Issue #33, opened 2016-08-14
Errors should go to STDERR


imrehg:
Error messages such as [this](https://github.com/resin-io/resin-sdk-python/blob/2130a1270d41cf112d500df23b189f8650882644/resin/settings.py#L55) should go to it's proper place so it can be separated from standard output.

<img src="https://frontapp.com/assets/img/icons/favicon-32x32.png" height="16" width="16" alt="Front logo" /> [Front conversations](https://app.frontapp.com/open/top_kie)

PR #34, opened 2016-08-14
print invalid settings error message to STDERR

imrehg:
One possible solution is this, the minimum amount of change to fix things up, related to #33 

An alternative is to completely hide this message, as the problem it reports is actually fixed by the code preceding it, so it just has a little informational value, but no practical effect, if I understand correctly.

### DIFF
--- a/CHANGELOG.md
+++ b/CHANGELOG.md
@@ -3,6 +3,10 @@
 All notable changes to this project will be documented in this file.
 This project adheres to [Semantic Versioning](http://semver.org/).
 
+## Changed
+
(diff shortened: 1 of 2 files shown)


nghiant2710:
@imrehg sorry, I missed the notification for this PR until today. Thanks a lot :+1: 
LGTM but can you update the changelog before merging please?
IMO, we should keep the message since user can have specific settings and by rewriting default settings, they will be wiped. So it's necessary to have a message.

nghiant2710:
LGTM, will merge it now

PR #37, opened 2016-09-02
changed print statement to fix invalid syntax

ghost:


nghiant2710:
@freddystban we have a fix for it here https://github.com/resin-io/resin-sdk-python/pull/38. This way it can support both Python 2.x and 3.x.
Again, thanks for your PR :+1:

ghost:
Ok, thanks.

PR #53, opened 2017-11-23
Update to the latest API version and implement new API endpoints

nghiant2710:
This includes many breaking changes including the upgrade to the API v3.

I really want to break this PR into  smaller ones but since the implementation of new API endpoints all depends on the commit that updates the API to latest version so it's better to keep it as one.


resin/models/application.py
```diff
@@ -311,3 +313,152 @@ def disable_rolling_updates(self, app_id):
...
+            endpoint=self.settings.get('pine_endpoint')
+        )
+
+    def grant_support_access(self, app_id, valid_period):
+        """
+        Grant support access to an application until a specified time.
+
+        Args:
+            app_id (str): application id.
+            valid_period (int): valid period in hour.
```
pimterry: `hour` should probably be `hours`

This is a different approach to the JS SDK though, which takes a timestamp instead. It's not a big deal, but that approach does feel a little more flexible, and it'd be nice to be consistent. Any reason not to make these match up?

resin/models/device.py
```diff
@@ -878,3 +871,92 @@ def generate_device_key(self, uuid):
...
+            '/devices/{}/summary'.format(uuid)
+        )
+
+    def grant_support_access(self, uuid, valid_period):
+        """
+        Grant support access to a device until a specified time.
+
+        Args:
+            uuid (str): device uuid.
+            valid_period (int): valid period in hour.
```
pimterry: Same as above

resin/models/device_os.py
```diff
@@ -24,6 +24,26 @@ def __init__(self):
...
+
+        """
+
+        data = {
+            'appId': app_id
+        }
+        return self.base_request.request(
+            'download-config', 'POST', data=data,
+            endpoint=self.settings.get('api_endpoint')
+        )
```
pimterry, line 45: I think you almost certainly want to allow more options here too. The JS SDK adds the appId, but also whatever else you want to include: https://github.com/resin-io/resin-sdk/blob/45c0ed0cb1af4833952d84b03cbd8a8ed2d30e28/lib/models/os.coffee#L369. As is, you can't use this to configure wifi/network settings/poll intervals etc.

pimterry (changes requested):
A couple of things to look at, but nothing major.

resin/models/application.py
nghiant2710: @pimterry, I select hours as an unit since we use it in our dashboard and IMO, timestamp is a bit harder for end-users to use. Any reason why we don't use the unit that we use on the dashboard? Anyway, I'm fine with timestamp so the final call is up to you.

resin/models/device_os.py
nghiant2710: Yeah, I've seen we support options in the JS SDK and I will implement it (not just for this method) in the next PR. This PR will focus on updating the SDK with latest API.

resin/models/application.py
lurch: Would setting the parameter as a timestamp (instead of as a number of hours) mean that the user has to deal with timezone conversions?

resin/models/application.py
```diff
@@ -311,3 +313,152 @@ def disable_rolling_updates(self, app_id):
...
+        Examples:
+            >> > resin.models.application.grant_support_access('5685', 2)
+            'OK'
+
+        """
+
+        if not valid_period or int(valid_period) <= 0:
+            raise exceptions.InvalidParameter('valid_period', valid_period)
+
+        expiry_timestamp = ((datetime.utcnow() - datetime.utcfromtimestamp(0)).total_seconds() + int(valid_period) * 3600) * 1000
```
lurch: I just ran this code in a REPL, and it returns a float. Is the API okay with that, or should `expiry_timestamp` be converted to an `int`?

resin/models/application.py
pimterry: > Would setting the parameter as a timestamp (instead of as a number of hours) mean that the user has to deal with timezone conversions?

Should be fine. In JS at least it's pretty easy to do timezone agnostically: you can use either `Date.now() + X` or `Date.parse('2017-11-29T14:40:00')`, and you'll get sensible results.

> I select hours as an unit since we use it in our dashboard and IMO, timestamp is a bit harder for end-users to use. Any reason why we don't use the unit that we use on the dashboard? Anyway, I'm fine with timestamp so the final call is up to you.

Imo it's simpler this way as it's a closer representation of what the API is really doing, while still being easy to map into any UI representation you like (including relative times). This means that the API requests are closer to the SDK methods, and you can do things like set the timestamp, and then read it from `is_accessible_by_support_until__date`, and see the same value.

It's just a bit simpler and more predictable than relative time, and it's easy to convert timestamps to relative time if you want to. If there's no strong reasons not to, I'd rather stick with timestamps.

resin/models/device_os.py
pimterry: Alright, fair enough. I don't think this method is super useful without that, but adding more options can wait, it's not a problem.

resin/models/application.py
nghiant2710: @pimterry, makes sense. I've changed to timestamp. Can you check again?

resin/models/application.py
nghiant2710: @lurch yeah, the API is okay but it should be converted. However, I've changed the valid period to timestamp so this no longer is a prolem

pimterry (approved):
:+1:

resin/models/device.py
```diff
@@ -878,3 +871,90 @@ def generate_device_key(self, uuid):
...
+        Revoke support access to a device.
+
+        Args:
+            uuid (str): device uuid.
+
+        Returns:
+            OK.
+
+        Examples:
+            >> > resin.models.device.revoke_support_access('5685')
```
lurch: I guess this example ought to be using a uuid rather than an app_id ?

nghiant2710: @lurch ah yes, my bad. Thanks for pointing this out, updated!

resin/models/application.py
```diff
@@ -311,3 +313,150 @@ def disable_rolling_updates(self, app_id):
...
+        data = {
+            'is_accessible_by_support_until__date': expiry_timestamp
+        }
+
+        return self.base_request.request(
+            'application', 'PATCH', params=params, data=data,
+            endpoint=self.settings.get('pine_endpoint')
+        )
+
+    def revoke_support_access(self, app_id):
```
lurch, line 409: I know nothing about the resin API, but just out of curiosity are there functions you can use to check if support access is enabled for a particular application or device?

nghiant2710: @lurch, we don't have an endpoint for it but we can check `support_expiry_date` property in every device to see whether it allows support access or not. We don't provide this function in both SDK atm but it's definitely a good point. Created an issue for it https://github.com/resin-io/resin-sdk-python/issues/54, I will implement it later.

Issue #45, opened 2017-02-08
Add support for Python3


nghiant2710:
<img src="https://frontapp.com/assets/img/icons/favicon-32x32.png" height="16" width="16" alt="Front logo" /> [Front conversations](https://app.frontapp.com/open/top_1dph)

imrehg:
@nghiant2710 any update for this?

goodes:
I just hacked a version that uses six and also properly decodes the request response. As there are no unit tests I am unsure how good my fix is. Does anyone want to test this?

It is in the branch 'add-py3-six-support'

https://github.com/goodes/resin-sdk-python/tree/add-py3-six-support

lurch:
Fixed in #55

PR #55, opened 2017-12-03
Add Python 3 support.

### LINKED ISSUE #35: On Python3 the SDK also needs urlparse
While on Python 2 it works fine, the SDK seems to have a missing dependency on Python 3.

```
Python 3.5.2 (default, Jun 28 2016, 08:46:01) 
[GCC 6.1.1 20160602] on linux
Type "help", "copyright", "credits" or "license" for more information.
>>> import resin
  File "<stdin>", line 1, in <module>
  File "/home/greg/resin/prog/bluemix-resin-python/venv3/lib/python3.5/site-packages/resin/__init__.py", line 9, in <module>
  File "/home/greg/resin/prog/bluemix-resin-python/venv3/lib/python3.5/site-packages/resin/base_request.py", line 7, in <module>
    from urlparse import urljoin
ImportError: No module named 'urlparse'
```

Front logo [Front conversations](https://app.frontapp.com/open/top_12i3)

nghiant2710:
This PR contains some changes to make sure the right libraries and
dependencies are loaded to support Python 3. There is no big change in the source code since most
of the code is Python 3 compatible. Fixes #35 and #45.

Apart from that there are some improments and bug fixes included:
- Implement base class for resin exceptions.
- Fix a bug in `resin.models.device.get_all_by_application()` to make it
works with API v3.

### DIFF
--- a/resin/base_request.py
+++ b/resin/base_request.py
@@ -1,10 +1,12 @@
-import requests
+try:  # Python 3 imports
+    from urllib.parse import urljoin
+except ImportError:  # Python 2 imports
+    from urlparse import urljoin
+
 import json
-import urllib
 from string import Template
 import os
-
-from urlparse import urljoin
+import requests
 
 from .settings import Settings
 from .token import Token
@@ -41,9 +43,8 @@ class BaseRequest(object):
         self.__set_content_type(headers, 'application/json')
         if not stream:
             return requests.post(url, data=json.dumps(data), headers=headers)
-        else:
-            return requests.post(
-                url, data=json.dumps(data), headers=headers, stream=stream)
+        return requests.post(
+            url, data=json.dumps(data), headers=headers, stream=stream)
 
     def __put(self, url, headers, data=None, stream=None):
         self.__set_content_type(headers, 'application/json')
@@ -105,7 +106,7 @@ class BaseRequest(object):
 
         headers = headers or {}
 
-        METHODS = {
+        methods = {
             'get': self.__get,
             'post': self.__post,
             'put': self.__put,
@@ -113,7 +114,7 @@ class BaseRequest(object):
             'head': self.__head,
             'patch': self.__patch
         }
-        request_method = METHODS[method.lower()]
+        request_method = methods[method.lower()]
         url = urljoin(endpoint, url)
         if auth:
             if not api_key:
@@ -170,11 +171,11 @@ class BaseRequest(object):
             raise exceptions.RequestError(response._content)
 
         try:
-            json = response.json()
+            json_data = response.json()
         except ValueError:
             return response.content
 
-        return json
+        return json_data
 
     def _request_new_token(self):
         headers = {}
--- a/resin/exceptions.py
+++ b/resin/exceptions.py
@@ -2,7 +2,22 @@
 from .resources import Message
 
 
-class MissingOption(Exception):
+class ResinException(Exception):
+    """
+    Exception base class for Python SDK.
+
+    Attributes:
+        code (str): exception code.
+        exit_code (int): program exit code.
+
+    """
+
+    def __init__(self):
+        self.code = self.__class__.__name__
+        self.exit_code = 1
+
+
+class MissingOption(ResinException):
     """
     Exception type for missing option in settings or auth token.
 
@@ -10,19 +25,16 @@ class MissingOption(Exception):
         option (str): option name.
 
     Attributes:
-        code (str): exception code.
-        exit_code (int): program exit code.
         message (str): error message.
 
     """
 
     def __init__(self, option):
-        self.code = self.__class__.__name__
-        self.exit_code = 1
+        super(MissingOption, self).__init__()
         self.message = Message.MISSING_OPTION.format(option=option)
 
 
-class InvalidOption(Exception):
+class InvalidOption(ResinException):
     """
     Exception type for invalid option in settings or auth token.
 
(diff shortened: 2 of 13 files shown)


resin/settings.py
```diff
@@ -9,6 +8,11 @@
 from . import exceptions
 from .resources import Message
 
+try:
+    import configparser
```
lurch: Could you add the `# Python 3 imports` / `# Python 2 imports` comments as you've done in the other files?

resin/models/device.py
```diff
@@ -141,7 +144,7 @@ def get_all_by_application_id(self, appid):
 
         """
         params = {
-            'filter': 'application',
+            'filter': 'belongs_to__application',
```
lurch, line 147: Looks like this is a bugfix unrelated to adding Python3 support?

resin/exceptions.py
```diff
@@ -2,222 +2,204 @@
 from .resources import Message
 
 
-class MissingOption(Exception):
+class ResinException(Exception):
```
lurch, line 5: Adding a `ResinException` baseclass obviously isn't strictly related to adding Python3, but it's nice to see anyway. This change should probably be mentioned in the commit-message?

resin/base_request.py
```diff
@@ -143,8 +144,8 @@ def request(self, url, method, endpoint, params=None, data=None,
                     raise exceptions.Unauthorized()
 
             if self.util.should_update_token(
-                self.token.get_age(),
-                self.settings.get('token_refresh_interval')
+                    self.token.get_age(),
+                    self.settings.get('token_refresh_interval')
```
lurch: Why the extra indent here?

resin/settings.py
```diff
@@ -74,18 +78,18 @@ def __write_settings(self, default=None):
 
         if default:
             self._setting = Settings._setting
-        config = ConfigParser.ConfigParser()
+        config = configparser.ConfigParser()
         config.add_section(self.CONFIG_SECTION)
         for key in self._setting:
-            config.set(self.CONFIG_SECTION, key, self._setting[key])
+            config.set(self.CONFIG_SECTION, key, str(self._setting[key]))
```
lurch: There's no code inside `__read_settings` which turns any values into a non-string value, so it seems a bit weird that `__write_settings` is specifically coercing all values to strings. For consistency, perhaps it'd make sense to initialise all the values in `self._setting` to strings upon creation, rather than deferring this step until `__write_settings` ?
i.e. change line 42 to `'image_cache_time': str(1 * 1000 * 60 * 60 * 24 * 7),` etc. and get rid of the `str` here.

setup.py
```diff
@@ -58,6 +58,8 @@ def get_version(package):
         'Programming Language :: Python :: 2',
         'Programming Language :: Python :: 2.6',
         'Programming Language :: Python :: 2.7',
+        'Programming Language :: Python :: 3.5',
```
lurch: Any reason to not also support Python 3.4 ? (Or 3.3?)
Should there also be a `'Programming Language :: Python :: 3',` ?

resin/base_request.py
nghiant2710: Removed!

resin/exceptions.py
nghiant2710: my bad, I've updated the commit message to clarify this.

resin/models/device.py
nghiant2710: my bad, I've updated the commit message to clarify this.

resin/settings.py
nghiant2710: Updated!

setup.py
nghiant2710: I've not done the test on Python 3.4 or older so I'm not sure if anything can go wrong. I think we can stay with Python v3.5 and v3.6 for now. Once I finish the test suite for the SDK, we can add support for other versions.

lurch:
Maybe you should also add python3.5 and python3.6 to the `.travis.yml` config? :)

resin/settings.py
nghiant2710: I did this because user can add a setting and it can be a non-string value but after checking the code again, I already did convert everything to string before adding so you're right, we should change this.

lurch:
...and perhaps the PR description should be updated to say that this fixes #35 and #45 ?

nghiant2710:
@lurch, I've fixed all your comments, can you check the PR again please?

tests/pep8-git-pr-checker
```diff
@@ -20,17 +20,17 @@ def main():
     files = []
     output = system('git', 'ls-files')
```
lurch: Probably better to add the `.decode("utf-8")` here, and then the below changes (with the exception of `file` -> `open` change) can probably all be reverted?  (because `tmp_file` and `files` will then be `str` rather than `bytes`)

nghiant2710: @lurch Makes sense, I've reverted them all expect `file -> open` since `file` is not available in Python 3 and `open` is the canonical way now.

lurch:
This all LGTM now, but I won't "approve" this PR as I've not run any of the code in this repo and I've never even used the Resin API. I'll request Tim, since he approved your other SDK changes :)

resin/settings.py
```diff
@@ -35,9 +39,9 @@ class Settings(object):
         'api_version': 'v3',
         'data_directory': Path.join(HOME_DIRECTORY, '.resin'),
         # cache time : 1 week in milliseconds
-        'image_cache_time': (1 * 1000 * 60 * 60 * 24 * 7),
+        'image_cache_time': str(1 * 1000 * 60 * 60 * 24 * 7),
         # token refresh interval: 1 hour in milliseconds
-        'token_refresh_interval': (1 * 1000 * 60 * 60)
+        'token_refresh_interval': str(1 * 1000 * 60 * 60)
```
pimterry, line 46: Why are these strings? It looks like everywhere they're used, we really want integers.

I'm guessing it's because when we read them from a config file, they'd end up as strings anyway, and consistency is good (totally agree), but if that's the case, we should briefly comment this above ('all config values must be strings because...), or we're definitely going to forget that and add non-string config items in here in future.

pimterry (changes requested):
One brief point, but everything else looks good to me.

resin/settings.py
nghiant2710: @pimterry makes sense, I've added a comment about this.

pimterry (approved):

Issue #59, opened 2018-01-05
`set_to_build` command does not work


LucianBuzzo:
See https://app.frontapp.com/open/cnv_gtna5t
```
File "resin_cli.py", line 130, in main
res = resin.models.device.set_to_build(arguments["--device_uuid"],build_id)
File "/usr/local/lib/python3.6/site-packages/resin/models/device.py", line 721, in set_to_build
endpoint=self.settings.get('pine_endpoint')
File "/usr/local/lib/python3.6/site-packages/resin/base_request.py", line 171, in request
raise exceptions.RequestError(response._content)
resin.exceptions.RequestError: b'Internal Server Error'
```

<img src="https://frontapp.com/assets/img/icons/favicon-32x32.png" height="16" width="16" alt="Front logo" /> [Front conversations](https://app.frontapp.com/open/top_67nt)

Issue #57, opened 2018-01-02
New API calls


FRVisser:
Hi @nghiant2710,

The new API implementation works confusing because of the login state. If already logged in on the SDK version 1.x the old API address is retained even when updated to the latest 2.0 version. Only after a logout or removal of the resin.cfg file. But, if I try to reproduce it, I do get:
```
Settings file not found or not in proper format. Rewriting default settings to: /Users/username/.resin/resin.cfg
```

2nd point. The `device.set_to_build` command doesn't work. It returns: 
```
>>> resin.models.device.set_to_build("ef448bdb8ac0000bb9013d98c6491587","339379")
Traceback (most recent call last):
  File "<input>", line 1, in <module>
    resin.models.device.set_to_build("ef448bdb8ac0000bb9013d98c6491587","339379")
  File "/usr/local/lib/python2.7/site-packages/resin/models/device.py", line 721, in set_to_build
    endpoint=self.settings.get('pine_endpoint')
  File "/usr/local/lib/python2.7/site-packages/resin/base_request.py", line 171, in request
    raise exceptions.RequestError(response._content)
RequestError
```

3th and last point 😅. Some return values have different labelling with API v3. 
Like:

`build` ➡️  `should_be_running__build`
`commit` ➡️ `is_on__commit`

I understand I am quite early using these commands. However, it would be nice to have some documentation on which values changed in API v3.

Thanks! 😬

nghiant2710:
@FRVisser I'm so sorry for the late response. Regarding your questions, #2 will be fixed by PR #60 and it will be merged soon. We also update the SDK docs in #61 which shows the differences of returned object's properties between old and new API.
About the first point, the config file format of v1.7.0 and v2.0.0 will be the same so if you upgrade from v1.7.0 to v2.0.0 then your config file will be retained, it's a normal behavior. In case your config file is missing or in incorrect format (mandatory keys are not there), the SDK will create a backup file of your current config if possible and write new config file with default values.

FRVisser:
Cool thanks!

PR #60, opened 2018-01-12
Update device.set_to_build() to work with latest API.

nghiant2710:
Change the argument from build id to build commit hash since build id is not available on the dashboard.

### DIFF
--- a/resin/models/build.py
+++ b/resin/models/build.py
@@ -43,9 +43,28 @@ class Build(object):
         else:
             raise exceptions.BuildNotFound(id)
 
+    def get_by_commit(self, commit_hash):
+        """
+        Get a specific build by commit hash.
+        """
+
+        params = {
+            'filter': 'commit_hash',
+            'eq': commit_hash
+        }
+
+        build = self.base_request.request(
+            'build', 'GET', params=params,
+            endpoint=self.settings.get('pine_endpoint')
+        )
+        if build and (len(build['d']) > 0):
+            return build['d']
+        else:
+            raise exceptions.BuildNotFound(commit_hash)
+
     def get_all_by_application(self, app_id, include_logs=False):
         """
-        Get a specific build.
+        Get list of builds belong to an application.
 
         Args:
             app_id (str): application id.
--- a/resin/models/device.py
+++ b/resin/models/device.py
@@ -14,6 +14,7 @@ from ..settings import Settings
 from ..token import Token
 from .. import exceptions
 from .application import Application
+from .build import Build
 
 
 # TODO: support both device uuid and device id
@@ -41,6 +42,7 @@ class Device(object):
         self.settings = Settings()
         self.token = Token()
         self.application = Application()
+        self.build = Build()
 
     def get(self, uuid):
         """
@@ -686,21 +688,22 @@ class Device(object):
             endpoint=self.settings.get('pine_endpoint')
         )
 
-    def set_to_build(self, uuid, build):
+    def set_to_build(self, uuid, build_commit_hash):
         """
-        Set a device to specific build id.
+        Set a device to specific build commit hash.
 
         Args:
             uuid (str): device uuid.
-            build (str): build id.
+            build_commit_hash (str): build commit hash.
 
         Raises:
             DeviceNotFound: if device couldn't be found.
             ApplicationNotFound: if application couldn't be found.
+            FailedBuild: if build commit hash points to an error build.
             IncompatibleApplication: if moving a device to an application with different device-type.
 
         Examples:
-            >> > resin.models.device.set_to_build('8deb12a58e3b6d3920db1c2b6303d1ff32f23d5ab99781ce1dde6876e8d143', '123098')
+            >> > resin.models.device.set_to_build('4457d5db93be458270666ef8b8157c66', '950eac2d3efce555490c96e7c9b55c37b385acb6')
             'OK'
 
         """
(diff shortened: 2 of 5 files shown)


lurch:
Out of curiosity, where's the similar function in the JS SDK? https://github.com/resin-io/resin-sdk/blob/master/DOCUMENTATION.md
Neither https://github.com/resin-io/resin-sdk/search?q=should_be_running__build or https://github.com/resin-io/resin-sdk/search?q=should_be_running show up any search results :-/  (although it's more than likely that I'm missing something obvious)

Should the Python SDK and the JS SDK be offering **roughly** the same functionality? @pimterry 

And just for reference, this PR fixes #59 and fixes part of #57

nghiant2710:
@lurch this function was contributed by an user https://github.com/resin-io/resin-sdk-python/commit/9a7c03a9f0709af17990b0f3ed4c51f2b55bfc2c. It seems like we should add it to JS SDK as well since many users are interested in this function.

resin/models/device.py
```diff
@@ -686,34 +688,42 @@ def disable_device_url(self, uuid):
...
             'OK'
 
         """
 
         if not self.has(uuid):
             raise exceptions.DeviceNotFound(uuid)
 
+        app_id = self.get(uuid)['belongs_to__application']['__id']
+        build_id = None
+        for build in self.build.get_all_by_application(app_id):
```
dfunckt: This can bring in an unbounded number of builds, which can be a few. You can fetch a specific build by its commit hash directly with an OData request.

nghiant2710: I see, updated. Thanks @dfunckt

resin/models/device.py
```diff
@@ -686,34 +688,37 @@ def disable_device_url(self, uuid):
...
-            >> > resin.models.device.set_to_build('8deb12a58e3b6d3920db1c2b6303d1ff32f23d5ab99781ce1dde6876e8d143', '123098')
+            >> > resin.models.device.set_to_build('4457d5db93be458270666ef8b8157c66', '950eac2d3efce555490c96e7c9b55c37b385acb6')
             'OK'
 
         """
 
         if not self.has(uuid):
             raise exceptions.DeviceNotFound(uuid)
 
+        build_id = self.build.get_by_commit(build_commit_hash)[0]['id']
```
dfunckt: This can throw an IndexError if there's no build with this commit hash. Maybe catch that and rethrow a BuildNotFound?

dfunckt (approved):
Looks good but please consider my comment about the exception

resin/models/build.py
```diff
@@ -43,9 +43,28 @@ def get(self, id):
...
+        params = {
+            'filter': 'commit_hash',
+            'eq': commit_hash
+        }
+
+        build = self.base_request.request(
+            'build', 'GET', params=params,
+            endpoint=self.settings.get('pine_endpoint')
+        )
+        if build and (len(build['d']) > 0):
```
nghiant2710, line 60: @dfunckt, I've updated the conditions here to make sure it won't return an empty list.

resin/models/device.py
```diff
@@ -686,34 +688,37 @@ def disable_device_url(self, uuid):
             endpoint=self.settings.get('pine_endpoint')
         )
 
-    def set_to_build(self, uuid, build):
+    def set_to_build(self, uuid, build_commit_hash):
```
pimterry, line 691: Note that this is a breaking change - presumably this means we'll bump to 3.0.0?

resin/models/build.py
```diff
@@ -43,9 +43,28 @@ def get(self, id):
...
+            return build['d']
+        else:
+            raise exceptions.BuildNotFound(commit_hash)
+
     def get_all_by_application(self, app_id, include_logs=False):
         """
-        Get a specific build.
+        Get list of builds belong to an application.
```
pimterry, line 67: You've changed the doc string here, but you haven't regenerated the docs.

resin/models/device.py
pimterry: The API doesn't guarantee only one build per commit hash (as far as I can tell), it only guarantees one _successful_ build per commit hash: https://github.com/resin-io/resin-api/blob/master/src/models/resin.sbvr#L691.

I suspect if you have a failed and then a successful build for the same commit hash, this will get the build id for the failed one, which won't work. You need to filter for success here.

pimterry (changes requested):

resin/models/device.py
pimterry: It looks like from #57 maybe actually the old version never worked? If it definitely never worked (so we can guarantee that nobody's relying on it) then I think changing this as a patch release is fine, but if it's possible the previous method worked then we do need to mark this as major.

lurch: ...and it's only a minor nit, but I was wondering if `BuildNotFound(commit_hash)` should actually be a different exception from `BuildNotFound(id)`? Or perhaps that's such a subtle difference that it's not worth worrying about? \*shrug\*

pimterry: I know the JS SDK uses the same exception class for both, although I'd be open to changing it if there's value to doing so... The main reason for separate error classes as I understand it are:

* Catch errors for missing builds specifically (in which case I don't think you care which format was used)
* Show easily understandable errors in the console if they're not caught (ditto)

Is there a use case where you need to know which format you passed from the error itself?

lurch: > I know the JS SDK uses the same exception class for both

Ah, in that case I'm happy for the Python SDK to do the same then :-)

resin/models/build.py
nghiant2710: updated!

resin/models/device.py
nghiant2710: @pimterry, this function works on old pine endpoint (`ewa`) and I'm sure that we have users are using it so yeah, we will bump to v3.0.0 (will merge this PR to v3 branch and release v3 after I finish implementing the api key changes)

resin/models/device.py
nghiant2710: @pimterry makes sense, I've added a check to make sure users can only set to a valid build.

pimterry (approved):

☆ ☆ ☆ ☆

> _ASSIGNED TASK_: Return all lines in the entries above that carry the word "couldn".

> _TASK OUTPUT_:
             DeviceNotFound: if device couldn't be found.
             ApplicationNotFound: if application couldn't be found.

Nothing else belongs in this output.